------ Information
PR #4753, opened 2023-02-18
Setup eslint config for lib/

jeremy-rifkin:
This turns on a number of eslint rules that we setup for static that aren't specified in the root eslint config as well as ts-eslint rules. At some point we may want to merge the eslint configs for static/ and lib/ but we might not be quite ready for that yet. I've temporarily turned off some rules from static, such as comma-dangle.


lib/lib.d.ts
```diff
@@ -1,50 +0,0 @@
...
-// ARE DISCLAIMED. IN NO EVENT SHALL THE COPYRIGHT HOLDER OR CONTRIBUTORS BE
-// LIABLE FOR ANY DIRECT, INDIRECT, INCIDENTAL, SPECIAL, EXEMPLARY, OR
-// CONSEQUENTIAL DAMAGES (INCLUDING, BUT NOT LIMITED TO, PROCUREMENT OF
-// SUBSTITUTE GOODS OR SERVICES; LOSS OF USE, DATA, OR PROFITS; OR BUSINESS
-// INTERRUPTION) HOWEVER CAUSED AND ON ANY THEORY OF LIABILITY, WHETHER IN
-// CONTRACT, STRICT LIABILITY, OR TORT (INCLUDING NEGLIGENCE OR OTHERWISE)
-// ARISING IN ANY WAY OUT OF THE USE OF THIS SOFTWARE, EVEN IF ADVISED OF THE
-// POSSIBILITY OF SUCH DAMAGE.
-
-declare module 'node-targz' {
```
jeremy-rifkin, line 25: This file was causing issues and as far as I can tell it is no longer needed. Cc @matsjla, can we get away with deleting this?

matsjla: Seems like the types defined here never actually registered. I submitted a new PR for that now, moving it out of /lib

See #4754

matsjla (changes requested):

RubenRBS (approved):

jeremy-rifkin:
Thank you @matsjla

matsjla (approved):

PR #4764, opened 2023-02-22
Tsify compiler finder tests

jeremy-rifkin:


jeremy-rifkin:
Ope I see compiler-finder-tests.ts is included in #4729, closing in favor of that

PR #4767, opened 2023-02-23
Tsify app.js

jeremy-rifkin:
I forgot about app.js, now this is actually the last file in our ts conversion (other than test/)


app.ts
```diff
@@ -400,7 +404,7 @@ function startListening(server) {
     if (ss) {
         // ms (5 min default)
         const idleTimeout = process.env.IDLE_TIMEOUT;
-        const timeout = (idleTimeout === undefined ? 300 : idleTimeout) * 1000;
+        const timeout = (idleTimeout === undefined ? 300 : parseInt(idleTimeout)) * 1000;
```
jeremy-rifkin, line 407: Ts thinks `process.env.IDLE_TIMEOUT` is a `string|undefined` and I think it's probably right

matsjla: Yeah, all of process.env is a Record<string, string | undefined>

app.ts
```diff
@@ -106,7 +107,8 @@ if (opts.debug) logger.level = 'debug';
 // AP: Detect if we're running under Windows Subsystem for Linux. Temporary modification
 // of process.env is allowed: https://nodejs.org/api/process.html#process_process_env
 if (process.platform === 'linux' && child_process.execSync('uname -a').toString().includes('Microsoft')) {
-    process.env.wsl = true;
+    // Node wants process.env is essentially a Record<key, string | undefined>. Any non-empty string should be fine.
+    process.env.wsl = 'foobar';
```
matsjla, line 111: Can maybe do something more "common" like "1"

app.ts
```diff
@@ -214,22 +216,24 @@ props.initialize(configDir, propHierarchy);
...
+        filteredLangs[allLanguages.cmake.id] = allLanguages.cmake;
+        return filteredLangs;
+    } else {
+        return allLanguages;
     }
-    // Always keep cmake for IDE mode, just in case
-    filteredLangs[languages.cmake.id] = languages.cmake;
-    languages = filteredLangs;
-}
+})();
```
matsjla, line 236: Seems good, optionally make it a function and pass allLanguages into it instead of using an IIFE

app.ts
```diff
@@ -314,7 +318,7 @@ async function setupWebPackDevMiddleware(router) {
     const {default: webpack} = await import('webpack');
     /* eslint-enable */
 
-    const webpackCompiler = webpack(webpackConfig);
+    const webpackCompiler = webpack(webpackConfig as any);
```
matsjla, line 321: Maybe we can assert it to the webpack config type?

app.ts
```diff
@@ -490,7 +494,7 @@ async function main() {
 
     if (opts.prediscovered) {
         const prediscoveredCompilersJson = await fs.readFile(opts.prediscovered);
-        initialCompilers = JSON.parse(prediscoveredCompilersJson);
+        initialCompilers = JSON.parse(prediscoveredCompilersJson.toString());
         await compilerFinder.loadPrediscovered(initialCompilers);
```
matsjla, line 498: fs-extra delegates readFile to fs, so we can use tell it to read as "utf-8", removing the need to .toString()

https://nodejs.org/api/fs.html#filehandlereadfileoptions

app.ts
```diff
@@ -648,7 +652,7 @@ async function main() {
 
     function renderGoldenLayout(config, metadata, req, res) {
         staticHeaders(res);
-        contentPolicyHeader(res);
+        contentPolicyHeader();
```
matsjla, line 655: I would prefer we instead add a _res unused parameter to contentPolicyHeader() to avoid confusion

app.ts
```diff
@@ -538,7 +542,7 @@ async function main() {
     };
 
     const noscriptHandler = new NoScriptHandler(router, handlerConfig);
-    const routeApi = new RouteAPI(router, handlerConfig, noscriptHandler.renderNoScriptLayout);
+    const routeApi = new RouteAPI(router, handlerConfig);
```
matsjla, line 545: Wonder how long this has been ignored :thinking:

matsjla (commented):
The final piece of the puzzle!! Looks good overall! - left a few suggestions.

app.ts
jeremy-rifkin: Sounds good to me :)

app.ts
jeremy-rifkin: That might be a good idea, a number of other constants in the file are also initialized with IIFE's so I may leave this for now and we could refactor stuff later

app.ts
jeremy-rifkin: Ah, I had tried but failed last night but just got it working, thanks for bringing it up again! Because of the `const {default: webpack} = await import('webpack');` we can't do `webpack.Configuration` but we can get it via `ElementType<Parameters<typeof webpack>[0]>`. Not sure if this is the easiest solution but it's all I can think of :)

app.ts
jeremy-rifkin: Ah perfect thanks

PR #4770, opened 2023-02-23
compiler.clang_p1144: get libstdc++ headers from trunk, remove -std=c++2a

Quuxplusone:
- The old version was getting libstdc++ from gcc-9.2.0 instead of trunk (13.x). After this patch, passing `-stdlib=libstdc++` will get you libstdc++ trunk, which includes things like `<ranges>` that are missing from 9.x.

- While I'm in the vicinity, let's stop defaulting to -std=c++2a; this was more appealing when Clang trunk defaulted to -std=c++98, but now that trunk defaults to -std=c++17, I don't think the divergence buys me anything.

- For the record, I added `-g0` in 4128fcc57 (back in 2019) to fix a crash with DWARF info, and never got around to investigating it. It's probably no longer needed, but I don't know, so I'm leaving it in place.


mattgodbolt (approved):
Thanks!

PR #4775, opened 2023-02-25
Fix trailing comma issue

jeremy-rifkin:
Make trailing commas more consistent throughout the project, fixes config conflict between eslint and prettier. Resolves an oversight in #4766.


.eslintrc.yml
```diff
@@ -32,7 +32,7 @@ rules:
       objects: always-multiline
       imports: always-multiline
       exports: always-multiline
-      functions: always-multiline
+      functions: never
```
jeremy-rifkin, line 35: Bringing root .eslintrc in-line with static's eslintrc

.prettierrc.js
```diff
@@ -1,5 +1,5 @@
 module.exports = {
-    trailingComma: 'all',
+    trailingComma: 'es5',
```
jeremy-rifkin, line 2: Bringing the base prettierrc in-line with static

mattgodbolt (approved):
I'm used to python's `black` which forces them on the end (making it easier to add new lines and/or reorder list params. I'm ok with this though - but any reason for the change?

.prettierrc.js
matsjla: I personally think trailing commas make for easier to read diffs (as you don't have a diff on the line with the new, added comma)

matsjla (changes requested):
I'm not sure why we have any eslint rules for formatting, as prettier should just take care of everything. Besides, the prettier plugin for eslint disables any eslint rules that would conflict with the prettier config (making prettier the source of truth)

I thus propose we instead remove the formatting rules from the eslint config

jeremy-rifkin:
@mattgodbolt @matsjla Thanks for taking a look, at the moment static doesn't use trailing commas for function parameters but the backend does. Happy to instead update static to be in-line with the backend.

mattgodbolt:
@jeremy-rifkin Would prefer that but...also just grateful to have someone looking in to these things :) thank you!

lib/.eslint-ce-lib.yml
```diff
@@ -17,17 +18,17 @@ rules:
...
     - error
     - always
   eqeqeq:
     - error
     - smart
   indent:
-    - error
-    - 4
-    - SwitchCase: 1
+    - off
```
jeremy-rifkin, line 29: There's an edge case or two eslint and prettier disagree on for indentation. Two files in lib/ are affected despite specifying the prettier eslint plugin. Just turning indent off for now.

lib/handlers/formatting.ts
```diff
@@ -64,8 +64,8 @@ export class FormattingHandler {
             const version = hasExplicitVersion
                 ? this.ceProps<string>(`formatter.${formatterName}.explicitVersion`)
                 : match
-                    ? match[0]
-                    : result.stdout;
+                ? match[0]
+                : result.stdout;
```
jeremy-rifkin, line 68: This is one of the indent edge cases that prettier and eslint disagree on

PR #6129, opened 2024-02-12
Accept tail calls for llvm.dbg filters

marcauberer:
This adds support for filtering tail calls to `llvm.dbg.*` intrinsics using the regex-based filter mechanism.
Previously, normal calls were filtered out, but tail calls are not caught by the regex so they remained in the output.
Example with the previous state: https://play.spicelang.com/z/MGGn98


mattgodbolt (approved):
Thank you!

PR #6138, opened 2024-02-13
Update D8 versions (up to 8.2.42)

kevinjeon-g:
This change adds recent D8 versions (8.1.72, 8.2.33, 8.2.42). Properties for D8 have been reformatted to use groups in order to avoid duplication of java/kotlin references.


mattgodbolt:
Thanks. Perhaps you need to use `isSemVer` on the group or similar? and then set `semver` on each, take a look at the other config files for inspiration.

PR #6145, opened 2024-02-15
flang: Use -masm to enable Intel syntax

DavidSpickett:
Since https://github.com/llvm/llvm-project/commit/9ca1a1575a337931d0e49859f83a0d5b70916abd, flang supports the use of `-masm` without having to use `-mllvm`. flang converts this into `-mllvm...` so the result is the same.

The check still looks for `-mllvm`, as this is the best way to tell flang and flang-to-external-fc apart. As `-masm` doesn't appear in the --help output of flang.


mattgodbolt (approved):
Thanks

PR #6147, opened 2024-02-15
Add VAST as a C compiler and fix paths to resources & toolchain.

xlauko:
- Updates VAST to appear in the C compilers dropdown.
- Corrects paths to resources so that VAST can locate C standard library.
- Adds clarification to the pop-up, recommending the use of the -vast-emit-mlir option.


mattgodbolt (approved):
Thanks!

PR #6155, opened 2024-02-18
Highlight module-related keywords

cor3ntin:
These keywords are contextual but the rules are non-trivial so we should treat them as keywords (like final and override)


mattgodbolt (approved):
Seems reasonable; thanks!

PR #6190, opened 2024-02-26
Fix mis-coloured IR panes

OfekShilon:
'colours' event is emitted with editor-id and not compiler-id, needs to be handled as such too.


mattgodbolt (approved):
Wow :) great detective work!

PR #6197, opened 2024-02-26
pythran: initial support

### LINKED ISSUE #6079: [COMPILER REQUEST]: Pythran

dkm:
Pythran is a python to c++ transpiler.
Our supports both the C++ and the full link to a share library (a python module).

See https://pypi.org/project/pythran/ for more information.

fixes #6079

### DIFF
--- a/lib/compilers/pythran.ts
+++ b/lib/compilers/pythran.ts
@@ -19,7 +19,7 @@ export class PythranCompiler extends BaseCompiler {
         const execOptions = super.getDefaultExecOptions();
         if (this.cpp_compiler_root) {
             execOptions.env.PATH = path.join(this.cpp_compiler_root, 'bin');
-            let ld_library_path = [
+            const ld_library_path = [
                 path.join(this.cpp_compiler_root, 'lib'),
                 path.join(this.cpp_compiler_root, 'lib64'),
             ];
--- a/lib/compilers/pythran.ts
+++ b/lib/compilers/pythran.ts
@@ -1,0 +1,42 @@
+import path from 'path';
+import {BaseCompiler} from '../base-compiler.js';
+import type {PreliminaryCompilerInfo} from '../../types/compiler.interfaces.js';
+import type {ParseFiltersAndOutputOptions} from '../../types/features/filters.interfaces.js';
+
+export class PythranCompiler extends BaseCompiler {
+    static get key() {
+        return 'pythran';
+    }
+
+    cpp_compiler_root: string;
+
+    constructor(info: PreliminaryCompilerInfo, env) {
+        super(info, env);
+        this.cpp_compiler_root = this.compilerProps<string>(`compiler.${this.compiler.id}.cpp_compiler_root`);
+    }
+
+    override getDefaultExecOptions() {
+        const execOptions = super.getDefaultExecOptions();
+        if (this.cpp_compiler_root) {
+            execOptions.env.PATH = path.join(this.cpp_compiler_root, 'bin');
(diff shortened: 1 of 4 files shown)


dkm:
@serge-sans-paille this is the last step needed before being able to enable pythran on the live site. Can you please have a look and check there's nothing that looks wrong (for the parts you can review of course... license info, naming, etc).

image

image

lib/compilers/pythran.ts
```diff
@@ -0,0 +1,42 @@
...
+    constructor(info: PreliminaryCompilerInfo, env) {
+        super(info, env);
+        this.cpp_compiler_root = this.compilerProps<string>(`compiler.${this.compiler.id}.cpp_compiler_root`);
+    }
+
+    override getDefaultExecOptions() {
+        const execOptions = super.getDefaultExecOptions();
+        if (this.cpp_compiler_root) {
+            execOptions.env.PATH = path.join(this.cpp_compiler_root, 'bin');
+            execOptions.env.LD_LIBRARY_PATH = path.join(this.cpp_compiler_root, 'lib');
```
partouf, line 22: I think for completeness you also need `lib64`

dkm: oh right. I think I had it at some point, but I must have dropped this part by mistake. Thanks!

serge-sans-paille:
I'd appreciate a screenshot with some compiler option, e.g. `--config
backend.annotate=true` ? Just to make sure they are honored.

The licensing part look ok.

dkm:
> I'd appreciate a screenshot with some compiler option, e.g. `--config backend.annotate=true` ? Just to make sure they are honored.
> 
> The licensing part look ok.

Hmmm, nothing stands out. Is it supposed to be very different?

dkm:
Hmmm, how should this be used? In fact, the current code should be working.

The command I have now is:
```
debug: Execution {"args":["-o","/tmp/compiler-explorer-compiler2024127-348816-1hdq6wt.n0rz/output.s","-E","--config","backend.annotate=true","/tmp/compiler-explorer-compiler2
024127-348816-1hdq6wt.n0rz/example.py"],"command":"/opt/compiler-explorer/pythran/pythran-0.15/bin/pythran", ....
```

So this should be working. And I can't find the doc on this particular option.

serge-sans-paille:
yeah, combined with `-E` there should be some extra comments in the generated c++ file that refer to the original python code.

dkm:
image

There's a default filter that removes comments. So it looks like it's working as expected

dkm:
I'll go ahead and merge it.

partouf:
this is now live, thanks!

(I suspect the binary mode is slightly broken, but we can fix some other time)

serge-sans-paille:
extra ! thanks a lot / merci beaucoup :-)

dkm:
> this is now live, thanks!
> 
> (I suspect the binary mode is slightly broken, but we can fix some other time)

What is broken? If you try to "link to binary" a python without any pythran annotation, you get a compiler error. Maybe that's what you're referring to? If so, this is expected IIUC.

partouf:
I did annotate, but the function was nowhere to be found.

PR #6227, opened 2024-03-07
Support for Kotlin/Native

### LINKED ISSUE #692: Kotlin/Native support

broadwaylamb:
This is mostly working, but has a few issues:
- DCE in Kotlin/Native eliminates all public functions unless they are directly or indirectly referenced from the `main` function. I'd like to fix this _before_ this PR is merged, hence the draft status.
- The assembly and IR output in the `-opt` mode is huge, because the Kotlin/Native compiler compiles all its runtime into a single binary. There's not much can be done about that right now. We _could_ manually filter it, but I believe that would defeat the purpose of Compiler Explorer — to see what the compiler generates as is.

This MR is partially based on #2738, with a few improvements. Namely, we now use compiler caches for compiling in non-optimized mode. This significantly reduces the size of the generated asm, as well as drastically speeds up compilation. We also extract the assembly directly from the Clang invocation that the Kotlin compiler performs, instead of decompiling the resulting binary.

I plan to make the Kotlin/Native CLI much friendlier for CE, but in the meantime we work with what we have.

(Fixes #692)


mattgodbolt:
Hi @broadwaylamb -- do you wish to pick this up? I'm looking to close off stale PRs and it would be a shame to lose this. As I understand it you're stuck on the first point still?

broadwaylamb:
@mattgodbolt I really wouldn't want to ship a suboptimal solution, and making it work properly requires changes in the compiler itself, for example, supporting per-file compilation (not the whole world like it is now). Unfortunately, the primary use cases for Kotlin/Native don't seem to need this, so implementing a new compilation mode that would only be used in CE would be a hard sell for the Kotlin/Native team.

So I think it's okay to close this for now. If I come back to this, I'll open a new PR.

It really turned out to be more challenging than I expected.

junlarsen:
> @mattgodbolt I really wouldn't want to ship a suboptimal solution, and making it work properly requires changes in the compiler itself, for example, supporting per-file compilation (not the whole world like it is now). Unfortunately, the primary use cases for Kotlin/Native don't seem to need this, so implementing a new compilation mode that would only be used in CE would be a hard sell for the Kotlin/Native team.

I see, I think my previous attempt #2738 just ran the compiler on a single file, but I haven't kept up with K/N since about that time so I'm assuming things have changed/are more complex with K2 etc nowadays.

> So I think it's okay to close this for now. If I come back to this, I'll open a new PR.
> It really turned out to be more challenging than I expected.

Thank you for giving it a shot anyways :) Maybe one day we'll tackle this beast

PR #6237, opened 2024-03-10
builtin.ts: treat EXAMPLES_PATH as relative to app root.

katrinafyi:
I feel this is the least surprising behaviour most of the time. This will help when packaging and distributing the application.

It may also make sense to base this at rootDir, but examples/ sits outside etc/ at the moment and I didn't want to disturb that too much.

Thanks!

### DIFF
--- a/lib/sources/builtin.ts
+++ b/lib/sources/builtin.ts
@@ -26,11 +26,12 @@ import fs from 'fs';
 import fsp from 'fs/promises';
 import path from 'path';
 
+import * as utils from '../utils.js';
 import * as props from '../properties.js';
 
 import type {Source, SourceEntry} from './index.js';
 
-const EXAMPLES_PATH = props.get('builtin', 'sourcePath', './examples/');
+const EXAMPLES_PATH = utils.resolvePathFromAppRoot(props.get('builtin', 'sourcePath', './examples/'));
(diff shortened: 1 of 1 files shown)


mattgodbolt (approved):
100% agreed: thank you!

jrtc27:
Hm, this broke our downstream deployment and I'm not entirely sure how this is meant to work. As far as I can tell nothing in `make run` copies examples to `out/`, yet that's where the app is run from and seems to be what the root is inferred to be. Does `make run` really work with this change (not just the dist tarball approach used for the real live site), or is this something specific to our environment?

katrinafyi:
Indeed, `make run` would be broken here. I did notice this issue in the next PR but I overlooked the fact that it would also affect this change. I'm sorry for the hasty commit and the trouble caused. 

@mattgodbolt would it be best to revert this until we fix it up?

jrtc27:
I've done `ln -ns ../../examples /path/to/compiler-explorer/out/dist/examples` as a workaround in the meantime for our deployment so it's not causing us a problem, but anyone wanting to do development work will be hitting it, and other deployments. So up to you to decide what's best.

mattgodbolt:
@katrinafyi Please don't fret: sorry I missed this in the review!!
------------
## What to produce
Find each line holding the string "backend" in the listing above, then copy it.

## Result for this task
@mattgodbolt @matsjla Thanks for taking a look, at the moment static doesn't use trailing commas for function parameters but the backend does. Happy to instead update static to be in-line with the backend.
backend.annotate=true` ? Just to make sure they are honored.
> I'd appreciate a screenshot with some compiler option, e.g. `--config backend.annotate=true` ? Just to make sure they are honored.
debug: Execution {"args":["-o","/tmp/compiler-explorer-compiler2024127-348816-1hdq6wt.n0rz/output.s","-E","--config","backend.annotate=true","/tmp/compiler-explorer-compiler2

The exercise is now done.